• **Assignment**: Could you print each line of the material below exactly?

────

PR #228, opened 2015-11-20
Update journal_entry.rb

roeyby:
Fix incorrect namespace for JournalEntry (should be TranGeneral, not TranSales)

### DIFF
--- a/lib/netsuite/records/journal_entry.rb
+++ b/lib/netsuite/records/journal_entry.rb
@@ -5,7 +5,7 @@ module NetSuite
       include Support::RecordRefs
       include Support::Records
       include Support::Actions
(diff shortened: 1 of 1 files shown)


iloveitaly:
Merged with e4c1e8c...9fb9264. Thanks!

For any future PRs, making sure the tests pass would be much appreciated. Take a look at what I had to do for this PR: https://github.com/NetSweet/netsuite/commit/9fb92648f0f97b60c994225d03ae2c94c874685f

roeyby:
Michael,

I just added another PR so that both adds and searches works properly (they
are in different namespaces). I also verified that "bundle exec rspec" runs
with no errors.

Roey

────

• **Answer below**:
PR #228, opened 2015-11-20
Update journal_entry.rb

roeyby:
Fix incorrect namespace for JournalEntry (should be TranGeneral, not TranSales)

### DIFF
--- a/lib/netsuite/records/journal_entry.rb
+++ b/lib/netsuite/records/journal_entry.rb
@@ -5,7 +5,7 @@ module NetSuite
       include Support::RecordRefs
       include Support::Records
       include Support::Actions
(diff shortened: 1 of 1 files shown)


iloveitaly:
Merged with e4c1e8c...9fb9264. Thanks!

For any future PRs, making sure the tests pass would be much appreciated. Take a look at what I had to do for this PR: https://github.com/NetSweet/netsuite/commit/9fb92648f0f97b60c994225d03ae2c94c874685f

roeyby:
Michael,

I just added another PR so that both adds and searches works properly (they
are in different namespaces). I also verified that "bundle exec rspec" runs
with no errors.

Roey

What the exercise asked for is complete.